No other species of the languidoides-group, nor any other species of Diacyclops , has such short caudal rami and minute innermost terminal caudal setae. These characters are traditionally only found in much more reduced cyclopoids (usually with variously reduced fifth legs), such as members of the genus Itocyclops Reid & Ishida, 2000 from Japan and North America (see Reid and Ishida 2000). It would be easy to speculate how this monospecific genus could have originated from an acestor similar to Diacyclops hanguk through a series of reductions in both the swimming leg segmentation and the armature and segmentation of the fifth leg, if Itocyclops did not exibit a more plesiomorphic armature of the antenna and maxilliped.

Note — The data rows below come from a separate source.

PR #77, opened 2021-03-01
[MARXAN-128] Allow to delete one's own user

hotzevzl:
### Overview

`DELETE /api/v1/users/me` should (soft-) delete one's own user

Basically we set `isActive = false` and `isDeleted = true`, which flags the user for deletion **and** prevents them from logging in, while keeping the actual user account in the db.

We don't deal with the details of physically deleting the user at this stage - this would mean taking some decisions on "detaching" the user account from db entities it may be linked to. We may need to do something here because of data protection compliance, but we could also potentially deal with this by removing personal identification data from users flagged for deletion, without having to deal with more complexity which could be avoided in this phase.

### Designs

N/A

### Testing instructions

`DELETE /api/v1/users/me` should succeed for logged-in users

After this, any existing and still-valid (timestamp-wise) JWT tokens must be rejected, and it should not be possible to obtain new JWT tokens via `POST /api/v1/auth/sign-in`.

### Feature relevant tickets

https://vizzuality.atlassian.net/browse/MARXAN-128

---

- [x] Update CHANGELOG file

### DIFF
--- a/api/test/countries.e2e-spec.ts
+++ b/api/test/countries.e2e-spec.ts
@@ -23,8 +23,8 @@ describe('CountriesModule (e2e)', () => {
     const response = await request(app.getHttpServer())
       .post('/auth/sign-in')
       .send({
-        username: E2E_CONFIG.users.aa.username,
-        password: E2E_CONFIG.users.aa.password,
+        username: E2E_CONFIG.users.basic.aa.username,
+        password: E2E_CONFIG.users.basic.aa.password,
       })
       .expect(201);
 
--- a/api/src/main.ts
+++ b/api/src/main.ts
@@ -40,7 +40,11 @@ async function bootstrap() {
   const swaggerDocument = SwaggerModule.createDocument(app, swaggerOptions);
   SwaggerModule.setup('/swagger', app, swaggerDocument);
 
-  app.useGlobalPipes(new ValidationPipe({ transform: true }));
+  app.useGlobalPipes(
+    new ValidationPipe({
+      transform: true,
+    }),
+  );
   app.useGlobalFilters(new AllExceptionsFilter());
 
   await app.listen(3000);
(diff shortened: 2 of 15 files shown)


api/test/countries.e2e-spec.ts
```diff
@@ -53,13 +53,13 @@ describe('CountriesModule (e2e)', () => {
...
       const response = await request(app.getHttpServer())
         .get(
-          `/api/v1/countries/${aCountry.gid0}/administrative-areas?page[size]=25`,
+          `/api/v1/countries/${aCountry.attributes.gid0}/administrative-areas?page[size]=25`,
         )
         .set('Authorization', `Bearer ${jwtToken}`)
         .expect(200);
 
       const resources = response.body.data;
-      expect(resources[0].type).toBe('administrative-areas');
```
aagm, line 62: is this intentional?

aagm (changes requested):
maybe is just because as you said to me earlier this week this prs are a bit chaotic, but I think the country stuff has slipped through this. 
I also miss a test for deleting users. 

Apart from that testing the delete endpoint works as expected and does not allow me to sign in again.

api/test/countries.e2e-spec.ts
hotzevzl: yes and no - it was ok when I created this PR, but I have eventually amended it to read `admin_areas` in the latest commits before merging #76 as it was by then out of sync with what the API would return

hotzevzl:
> maybe is just because as you said to me earlier this week this prs are a bit chaotic, but I think the country stuff has slipped through this.

yep, that was because I based each PR on the previous one to be able to deploy on marxan49 all the successive changes for FEs to work with them.

> I also miss a test for deleting users.

that's right - I had stashed this test file away and never remembered to bring it back, doing that now.

Adding tests is the change requested here, right? As for the countries changes, I have rebased this PR on the latest `develop` now and so those changes are not included in the PR anymore.
> 
> Apart from that testing the delete endpoint works as expected and does not allow me to sign in again.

The only other described Diacyclops with similarly short caudal rami is the Romanian Diacyclops languidoides spelaeus Pleşa, 1956. This species does not even belong to the languidoides-group, as is shown by the three-segmented exopod of its first leg (see Pleşa 1956), even though Dussart and Defaye (2006) recently still listed it as a subspecies of Diacyclops languidoides (Lilljeborg, 1901). The latter authors mentioned that Diacyclops languidoides spelaeus could be a junior synonym of Diacyclops stygius deminutus (Chappuis, 1925), following Monchenko (1974), but this is just a speculation until both taxa are properly redescribed. Both differ from Diacyclops hanguk by the segmentation of the swimming legs, and by their much longer innermost terminal caudal seta.